Your objective => Output only how many lines below contain "error".

Source material =>

PR #299, opened 2020-07-28
CEDS-2635 - Use Country dropdown in Movements Service

SteveSugden:


conf/messages
```diff
@@ -148,8 +148,8 @@ location.code.error = Goods location code is incorrect
 transport.title = Transport
 transport.heading = Depart consignment {0}
 transport.modeOfTransport.question = Which type of transport took the goods across the border?
-transport.modeOfTransport.empty = You need to choose mode of transport
-transport.modeOfTransport.error = Mode of transport is incorrect
+transport.modeOfTransport.empty = Select a mode of transport
+transport.modeOfTransport.error = Select a mode of transport
```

Completed exercise => 3